(Data items)
----------------

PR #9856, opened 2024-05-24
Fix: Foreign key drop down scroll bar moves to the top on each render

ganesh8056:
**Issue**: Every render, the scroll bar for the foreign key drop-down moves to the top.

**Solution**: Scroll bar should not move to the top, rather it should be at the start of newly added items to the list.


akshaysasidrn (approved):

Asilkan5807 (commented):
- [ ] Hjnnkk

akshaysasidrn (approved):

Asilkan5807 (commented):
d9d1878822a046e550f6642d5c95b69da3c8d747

----------------

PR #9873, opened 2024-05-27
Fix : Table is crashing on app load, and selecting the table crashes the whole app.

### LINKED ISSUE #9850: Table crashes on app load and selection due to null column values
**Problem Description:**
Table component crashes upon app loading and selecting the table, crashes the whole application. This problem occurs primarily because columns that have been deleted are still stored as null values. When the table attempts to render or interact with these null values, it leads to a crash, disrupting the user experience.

----------------

◆ **PROBLEM DESCRIPTION**: Send back an exact copy of only the lines from the line with "PR #9856, opened 2024-05-24" up to and including the line with "d9d1878822a046e550f6642d5c95b69da3c8d747" in the data above.

◆ **ANSWER SPACE**:
PR #9856, opened 2024-05-24
Fix: Foreign key drop down scroll bar moves to the top on each render

ganesh8056:
**Issue**: Every render, the scroll bar for the foreign key drop-down moves to the top.

**Solution**: Scroll bar should not move to the top, rather it should be at the start of newly added items to the list.


akshaysasidrn (approved):

Asilkan5807 (commented):
- [ ] Hjnnkk

akshaysasidrn (approved):

Asilkan5807 (commented):
d9d1878822a046e550f6642d5c95b69da3c8d747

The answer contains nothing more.